The brief look he shot me was eloquent. It occurred to me that I’d just given myself away definitively: He’d long overlooked my chronic oddities of speech and habit, but only a foreigner could assert that slavery did not exist in a place where clearly it did. I tried to regain my standing.
“Truly, Bindra, under the white man’s law, slavery is not allowed. Your aunt could not sell you, although she told you she could.”
“Oah, I know that. But I am a child. If I stand up and say, ‘I am not to be sold,’ what then?

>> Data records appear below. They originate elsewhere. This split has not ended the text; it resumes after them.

PR #486, opened 2019-01-27
IOTEX-232 Make sure action sender is the action owner

lizhefeng:
This PR fixes a security hole: we didn't check whether the action source address is actually the action owner. If an attacker uses other's encoded address as sender address while signing the action using his owner private key, the signature is still valid but the victim will be charged gas fee.


explorer/explorer_test.go
```diff
@@ -193,7 +193,7 @@ func addActsToActPool(ap actpool.ActPool) error {
 	if err != nil {
 		return err
 	}
-	vote1, err := testutil.SignedVote(ta.Addrinfo["producer"].Bech32(), ta.Addrinfo["producer"].Bech32(), ta.Keyinfo["alfa"].PriKey, 3, testutil.TestGasLimit, big.NewInt(testutil.TestGasPrice))
+	vote1, err := testutil.SignedVote(ta.Addrinfo["producer"].Bech32(), ta.Addrinfo["producer"].Bech32(), ta.Keyinfo["producer"].PriKey, 3, testutil.TestGasLimit, big.NewInt(testutil.TestGasPrice))
```
golangcibot: line is 194 characters (from `lll`)

PR #492, opened 2019-01-29
add a prefix to contract trie hash func

CoderZhi:
make test && make minicluster


action/protocol/execution/evm/contract_test.go
```diff
@@ -241,7 +241,12 @@ func TestSnapshot(t *testing.T) {
 	k2 := byteutil.BytesTo32B(hash.Hash160b([]byte("dog")))
 	v2 := byteutil.BytesTo32B(hash.Hash256b([]byte("dog")))
 
-	c1, err := newContract(s, db.NewMemKVStore(), db.NewCachedBatch())
+	c1, err := newContract(
```
raullenchai: Should have a test to delpoying the same bytecode twice and see how they work?

PR #501, opened 2019-01-31
IOTEX-251 Remove coinbase transfer and modify the affected protocols

lizhefeng:
Since the block rewarding mechanism will be implemented differently in producer protocol, there is no need for the existence of coinbase transfer.


explorer/explorer.go
```diff
@@ -1813,7 +1807,7 @@ func convertTsfToExplorerTsf(selp action.SealedEnvelope, isPending bool) (explor
 		Fee:        "", // TODO: we need to get the actual fee.
 		Payload:    hex.EncodeToString(transfer.Payload()),
 		GasLimit:   int64(selp.GasLimit()),
-		IsCoinbase: transfer.IsCoinbase(),
+		IsCoinbase: false,
```
zjshen14: We should remove IsCoinbase from explorer data model definition too

PR #512, opened 2019-02-05
IOTEX-255 Implement protocol registry service (WIP)

zjshen14:
Protocol registry is a service to register protocols to be installed on the blockchain. Itself is implemented as protocol too.


zjshen14:
After more investigation, I prefer to defer this work as the scope is way bigger than I expected.

PR #516, opened 2019-02-05
bump libp2p versions

yutongp:
unit tested
not breaking anything


raullenchai:
> _No description provided._

Need test plan, e.g, does this break anything for us?

PR #518, opened 2019-02-05
fix the issue sever cannot be stopped by control-c

yutongp:


yutongp:
> Do we want graceful shutdown?

yes we do

PR #523, opened 2019-02-07
IOTEX-257 Avoid referring the empty account pointer

zjshen14:
Previously we refer to the same empty account struct by pointers. This is so risky to introduce bug accidentally. This PR is trying to replacing it by creating a separate empty account copy every time we try to load it.

Verified with unit test and minicluster test.


zjshen14:
Additionally I added one account API called `Recorded` for execution protocol to use, because in its use case, it want to actually check if an account is persisted into the ledger or not. This is sort of hack, because poor isolation of account and execution code. At long term, execution should have its separate store/load contract methods.

PR #1892, opened 2020-02-14
Apply Two Layer Trie and Refactor WorkingSet

CoderZhi:
This is based on #1881 
1. Using two layer trie in factory to store archive data
2. Refactor workingset, and delete statetx


state/factory/factory.go
```diff
@@ -122,6 +134,32 @@ func InMemTrieOption() Option {
...
+	case db.ErrNotExist:
+		if !create {
+			return nil, err
+		}
+	case nil:
+		break
+	default:
+		return nil, err
+	}
+	dbForTrie, err := db.NewKVStoreForTrie(ArchiveTrieNamespace, dao)
```
yutongp: so if the kvstore exist already, this `NewKVStoreForTrie` doesn't have any side effect?

state/factory/factory.go
```diff
@@ -218,18 +251,102 @@ func (sf *factory) NewWorkingSet() (WorkingSet, error) {
...
+			flusher.KVStoreWithBuffer().MustDelete(ns, key)
+			nsHash := hash.Hash160b([]byte(ns))
+
+			return tlt.Delete(nsHash[:], key)
+		},
+		digestFunc: func() hash.Hash256 {
+			return hash.Hash256b(flusher.SerializeQueue())
+		},
+		finalizeFunc: func(h uint64) error {
+			if finalized {
```
yutongp: imo define all these callback/closure is not as clear as defining methods on a given struct.

state/factory/util.go
```diff
@@ -28,6 +28,18 @@ import (
 	"github.com/iotexproject/iotex-core/pkg/log"
 )
 
+func processOptions(opts ...protocol.StateOption) (bool, uint64, string, []byte, error) {
```
yutongp: i think just return cfg, make this function simpler to read and use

I am turned out to live on the street and go hungry. I did not mind. And ho! It has meant that I found you and the magician. I eat good food and breathe clean air. And now I am going to ride a train.”
Every boy’s dream, in this country as in others: to run away and join the circus. “Yes, well. We must talk more about a school for you. Because one day you will be a man, and need the skills you can only learn in school. Unless you wish to be a farmer in a village,” I added, knowing his disdain for the man with the hoe.
“I shall be a magician,” he said, adding slyly, “when you have taught me to pick the coin out of the air.”
I laughed and reached out to clap him on the back, and stopped with my hand an inch from his shoulder. To most Hindus, I as a Moslem was horribly unclean, and making contact with them would be deeply offensive, requiring lengthy purification. “What is your caste, Bindra?”